No sé si son los algoritmos o que verdaderamente el asunto ha generado un alto impacto en los medios, pero en los últimos días me han llovido los avisos en mi smartphone con las reacciones a la decisión de Rafael Nadal de ejercer de embajador del tenis en Arabia Saudí.
Reacciones, por lo general, en forma de críticas de opinión más perniciosas y dañinas que constructivas, y que por el tono de la escritura se deducen altas dosis de cortisol en sus redactores, lo cual no es nada bueno para la salud.

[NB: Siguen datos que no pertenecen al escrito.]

PR #11166, opened 2021-09-29
get receptorctl status for sosreport

kdelee:
I presume the logs also get collected from journalctl but I'm not sure


fosterseth (approved):

beeankha (approved):

tools/sosreport/controller.py
```diff
@@ -24,6 +24,7 @@
     "ls -ll /etc/tower",
     "ls -ll /var/run/awx-receptor", # list contents of dirctory where receptor socket should be
     "ls -ll /etc/receptor",
+    "receptorctl --socket /var/run/awx-receptor/receptor.sock status", # Get invormation about the status of the mesh
```
kdelee:
```suggestion
    "receptorctl --socket /var/run/awx-receptor/receptor.sock status", # Get information about the status of the mesh
```

Issue #11169, opened 2021-09-29
Inventory Source AAP subform not being displayed


nixocio:
### Please confirm the following

- [X] I agree to follow this project's [code of conduct](http://docs.ansible.com/ansible/latest/community/code_of_conduct.html).
- [X] I have checked the [current issues](https://github.com/ansible/awx/issues) for duplicates.
- [X] I understand that AWX is open source software provided for free and that I am not entitled to status updates or other assurances.

### Summary

Inventory Source AAP subform not being displayed

### AWX version

devel

### Installation method

docker for mac

### Modifications

no

### Steps to reproduce

1 - Attempt to create an inventory source using `Red Hat Ansible Automation Platform`.
2 - Subform not being displayed

<img width="1492" alt="image" src="https://user-images.githubusercontent.com/9053044/135331900-b537e935-bec1-4df4-86ea-419efdf514c5.png">

### Expected results

Subform being displayed

### Actual results

Subform not being displayed

PR #11171, opened 2021-09-29
Fix subform for AAP for inventory source

nixocio:
Fix subform for AAP for inventory source

image

See: https://github.com/ansible/awx/issues/11169

### DIFF
--- a/awx/ui/src/screens/Inventory/shared/InventorySourceForm.js
+++ b/awx/ui/src/screens/Inventory/shared/InventorySourceForm.js
@@ -22,7 +22,7 @@ import {
   OpenStackSubForm,
   SCMSubForm,
   SatelliteSubForm,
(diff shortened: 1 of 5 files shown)


awx/ui/src/screens/Inventory/shared/InventorySourceForm.js
```diff
@@ -207,7 +207,7 @@ const InventorySourceFormFields = ({
                     }
                   />
                 ),
-                tower: (
+                controller: (
                   <TowerSubForm
```
AlexSCorey: Should we change the name of the form?  I feel like at some point we should remove references to tower.  Maybe a backlog issue or something

AlexSCorey (approved):
This looks good to me.

akus062381 (approved):

PR #11175, opened 2021-09-30
don't collect keys with sosreport

kdelee:
##### SUMMARY

I realized we should exclude these files after talking with @tchellomello as they are not suitable for sharing.


tchellomello (approved):
Thanks @kdelee

PR #11180, opened 2021-09-30
update locator for UserDateDetail

akus062381:
Tiago and I worked on this so that we would have better locators for dates shown on the Detail screens.

### DIFF
--- a/awx/ui/src/components/DetailList/UserDateDetail.js
+++ b/awx/ui/src/components/DetailList/UserDateDetail.js
@@ -11,13 +11,13 @@ const Detail = styled(_Detail)`
   word-break: break-word;
 `;
 
-function UserDateDetail({ label, date, user, dataCy = null }) {
+function UserDateDetail({ label, date, user }) {
   const dateStr = formatDateString(date);
   const username = user ? user.username : '';
   return (
     <Detail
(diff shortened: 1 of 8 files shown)


awx/ui/src/components/DetailList/UserDateDetail.js
```diff
@@ -11,13 +11,13 @@ const Detail = styled(_Detail)`
...
 
-function UserDateDetail({ label, date, user, dataCy = null }) {
+function UserDateDetail({ label, date, user }) {
   const dateStr = formatDateString(date);
   const username = user ? user.username : '';
   return (
     <Detail
       label={label}
-      dataCy={dataCy}
+      dataCy="date-detail"
```
nixocio:
```suggestion
      dataCy="user-date-detail"
```

nixocio: This change will possibly generate duplicate `data-cy` on the same page. If that is ok.

tiagodread (approved):
Looks good to me, if you end up updating the locators to `user-date-detail`don't forget to update the tests too.

akus062381:
closing in favor of https://github.com/ansible/awx/pull/11180

PR #11204, opened 2021-10-05
Always set project sync execution_node to current host

AlanCoding:
@tchellomello made this exact change in commit 6d4b4cac3721e459ca77fdd2bb05038197ac91a5, but that was only for project syncs running before a job starts. We do the same thing for inventory updates, and this updates that other point in code with the same diff.


kdelee (approved):

tchellomello:
Got late for the party but thanks so much for fixing it @AlanCoding++

PR #11206, opened 2021-10-05
Upgrade a few ui dependencies

nixocio:
Upgrade axios, and ansi-to-html.


AlexSCorey (approved):
Noice!

tiagodread (approved):
I ran the tests and the same failures is happening on devel right now, so we can go ahead and just merge.

Issue #11442, opened 2021-12-09
Workflow Visualizer making endless API requests with no result


akus062381:
### Please confirm the following

- [X] I agree to follow this project's [code of conduct](http://docs.ansible.com/ansible/latest/community/code_of_conduct.html).
- [X] I have checked the [current issues](https://github.com/ansible/awx/issues) for duplicates.
- [X] I understand that AWX is open source software provided for free and that I am not entitled to status updates or other assurances.

### Summary

When a user creates a workflow and saves and is redirected to the visualizer screen, API requests happen endlessly, with no result.

Note: I am able to recreate this on an ec2 instance as well as a local build.

### AWX version

devel

### Installation method

docker on linux

### Modifications

no

### Operating system

Fedora 35

### Web browser

Chrome

### Steps to reproduce

1. access the templates page.
2. create a new workflow template.
3. when the redirect to the visualizer happens, you will see the problem.

https://user-images.githubusercontent.com/63685497/145466510-0b5de590-ee87-446e-9b58-058ce7bca611.mp4

### Expected results

user would be able to create, save, and launch a workflow.

### Actual results

the visualizer is not working properly and submits endless API requests.

PR #11443, opened 2021-12-09
Fix extra requests when creating WorkFlowJobTemplate

nixocio:
Fix extra requests when creating WorkFlowJobTemplate.

I used useRef to store the el - div, but it was becoming more complex to do the clean up. The useState solved the issue. 

See: https://github.com/ansible/awx/issues/11442

### DIFF
--- a/awx/ui/src/components/AppendBody/AppendBody.js
+++ b/awx/ui/src/components/AppendBody/AppendBody.js
@@ -1,8 +1,8 @@
-import { useEffect } from 'react';
+import { useEffect, useState } from 'react';
 import ReactDOM from 'react-dom';
 
 function AppendBody({ children }) {
-  const el = document.createElement('div');
+  const [el] = useState(document.createElement('div'));
 
   useEffect(() => {
     document.body.appendChild(el);


nixocio:
I triggered the e2e tests.

keithjgrant:
It feels weird putting an element in state here... is that an example you found somewhere? Why does it fix the issue?

Most examples I've seen of portals use an existing element in the DOM... Maybe instead of useState and adding/removing the div from the DOM, we can pass in a unique id prop and get a `div` by id (creating it if it's not found) and use that?

nixocio:
@keithjgrant the solution involving `useRef` would be. Main issue is the `el` is being recreated over and over.

With useRef the clean up is a bit more complex. See: https://stackoverflow.com/questions/67069827/cleanup-ref-issues-in-react

Good article about portals and hooks: https://www.jayfreestone.com/writing/react-portals-with-hooks/

```js
import { useEffect, useRef } from 'react';
import ReactDOM from 'react-dom';

function AppendBody({ children }) {

  const el = useRef(document.createElement('div'));

  useEffect(() => {
    let elRefValue = null;
    if (el.current) {
      elRefValue = el.current;
    }
    document.body.appendChild(el.current);
    return () => {
      if (elRefValue) {
        document.body.removeChild(elRefValue);
      }
    };
  }, []);

  return ReactDOM.createPortal(children, el.current);
}

export default AppendBody;
```

keithjgrant (approved):

tiagodread (approved):

tiagodread:
The broken tests related to this branch is also failing on origin/devel @nixocio feel free to merge it, I'll be working on these failures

Por citar algunos, Iñaki López en La Sexta lo llamó iluso; en La Ser, Pepe Belmonte calificó su ambición de desmedida y Bob Pop, en redes sociales, aseguró que Nadal no tiene amigas (me pregunto cuál será su grado de relación con el tenista para asegurar tal cuestión).
Hasta algún defensor como Luis Figo adoptaba esta actitud agresiva, entrando al trapo con comentarios sobre las paguitas de sus detractores. Stan Wawrinka, en cambio, en una postura mucho más cauta, afirmó que la firma de Nadal con Arabia le parece una buena noticia para la promoción del tenis en aquel país.
Sin duda, se trata de firmas de mucho mayor prestigio que la mía y de soportes con mayor difusión que en el que yo escribo. Pero no sé… creo que no hay que juzgar a Rafael Nadal por aceptar ser embajador de un país de dudosa reputación. Y no lo juzgo, porque Rafael Nadal ha asumido el riesgo de pasar a la acción, mientras sus detractores solo opinan. Con la acción, y solo eso ya es un mérito que reconocer al tenista español, se puede aportar un granito de arena para que el país sea mejor. En cambio, con la opinión, y desde territorio seguro, no.
Así que la decisión de Rafael Nadal de representar al tenis saudí merece todo mi respeto. Lo siento.